Public schools also have missions but they are publicly funded which rightfully brings another level of scrutiny because they should be primarily be serving the needs of their state populations and the taxpayers which fund them. Since these schools and systems are funded by tax payers primarily for the benefit of the students of the state transparency and fairness are important to public trust.
One of the missions of the UC system is to provide access to students from all over the state and from all socioeconomic circumstances. I fully support that mission, it rings true to me having grown up in a rural under resourced community where the majority of kids did not go to college.
Where I see the UC/CSU system falling down is in meeting that trust bar for the public, especially for people from wealthier more successful areas of the state.
Test blind or even test optional policies are poor substitutes for ‘evaluating testing within the context of a students circumstances’.
Capping GPA and limiting credit for rigor is a poor substitute for measuring rigor in the context of what is available to a student at their school.

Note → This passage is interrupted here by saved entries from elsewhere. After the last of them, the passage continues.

PR #3271, opened 2017-12-10
Update zh_cn.lang

DYColdWind:


KnightMiner:
Can you also add in [this new commit](https://github.com/SlimeKnights/TinkersConstruct/commit/33a1f05d124ae4c6f18b9b91f2beb73d562a6c4b)? It adds the missing book page for kamas which should be translated as well.

PR #3274, opened 2017-12-11
zh_cn & en_us supplement

DYColdWind:
@KnightMiner  I think I should not misunderstand what you mean
Because I used to modify the warehouse
So, about ‘resources/assets/tconstruct/lang/zh_cn.lang’mistake...


KnightMiner:
You should not need to create those files yourself, just change your pull request to work from the 1.12 branch.

Issue #3293, opened 2017-12-22
[1.10.2] Breaking Smeltery Causes a crash


MJRLegends:
Crash log: https://pastebin.com/D7zZD4MB
TinkersConstruct Version: 1.10.2-2.6.5
Mantle: 1.10.2-1.1.5

Im going to be submitting a fix in a min through pull request, would be amazing if you could take a look at it

MJRLegends

bonii-xx:
1.10 support has stopped quite a while ago, sorry.

PR #3294, opened 2017-12-22
Fixed crashing when breaking smeltery (Issue #3293 )

MJRLegends:
This fix is already in the MC 1.11.2 version so this is a backport of that fix to MC 1.10.2
https://github.com/MJRLegends/TinkersConstruct/blob/1.11.2/src/main/java/slimeknights/tconstruct/smeltery/tileentity/TileSmeltery.java#L270

Fixes issue #3293


bonii-xx:
We are not going to do any new releases <1.12.2

MJRLegends:
No problem, it was the first time seeing a assert so i thought it was a new way i didnt know but with other things set it does nothing from my quick google on it.

bonii-xx:
You are correct. Asserts are used in debug environment, to ensure things are working correct. The game would crash at this position. But it only works in dev environments, since the release versions don't have debug information.

PR #112, opened 2022-05-04
Small changes to package.json

Zariaa27:
Small change to package.json, please, start versioning.

### DIFF
--- a/package.json
+++ b/package.json
@@ -1,7 +1,7 @@
 {
   "name": "spacedrive",
-  "version": "0.0.0",
-  "private": true,
+  "version": "0.0.0", // please, start versioning.
+  "private": false,
   "scripts": {
     "prep": "pnpm db:gen",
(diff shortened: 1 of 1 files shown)


oscartbeaumont:
I don't think this change is useful so I am going to close it.

We are going to keep `private` set to true as Spacedrive and its packages will not be published to npm in the near future.

We will start including versions on Spacedrive when we are ready to launch the alpha version as doing it before adds no value. I would not be surprised if we use GitHub Releases/GitHub Actions to do that instead of the package.json.

Brendonovich:
Versioning the root `package.json` is not required as this is a monorepo. Additionally, no other packages need to be versioned as they will not be published on npm.

Zariaa27:
My comments weren't passive agressive at all, at least I didn't want them to come off as that, sorry if they did.

PR #115, opened 2022-05-05
Renamed .todo to todo.md

abhnva:
I don't know if I'm supposed to do this though


Brendonovich:
This is intentional for a VSCode extension that Jamie uses, it's not just a markdown file.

Whether these things were done with the best of intentions or not they are perceived as being used to bring top performers back to the pack and mask excellence. This is perceived as biased against some communities creating a lack of trust. When you combine these ‘leveling’ policies with grade inflation it just gets worse since their is a huge pile of near perfect 3.9-4.0 kids who have lost other paths to standing out.
I personally do not think that the UC/CSU admissions system is working. The lack of transparency is eroding trust in the system and that isn’t good. I appreciate the system publishing the application and acceptance by HS, that is a real positive. But when those results show a high achieving school like Lynbrook gaining acceptances to UCB at a rate of 8% while a school like Mission in SF is at 43% transparency in the process is necessary. Because in the absence of real transparency people start to believe rightly or wrongly that the system is rigged and that isn’t a good look for something that is ostensibly a ‘public good’.
I have wondered if the GPA on the Freshman profile isn’t the one they are actually using internally.
UCLA and UCB also list capped GPA on their freshman profiles here, even though we know that it isn’t the primary GPA that these campuses are actually using when they admit students. It is just the standard way they report. Freshman admit data | UC Admissions
The GPA scale used for reporting is NOT the same as the GPA scale used for evaluating applicants. COE absolutely uses fully weighted uncapped GPA but Berkeley in general reports weighted capped and unweighted in the admit profiles.
Sorry, when you have 300 -400 students from the same school apply and over 25 to 40 get in to UCB or UCLA, just giving a percentage is misleading. You don’t expect an entire UC campus to be filled from kids from one HS or one city, do you?
I was referring to Cal Poly SLO’s GPA range which has always been their SLO GPA recalculated with 9-11th grades.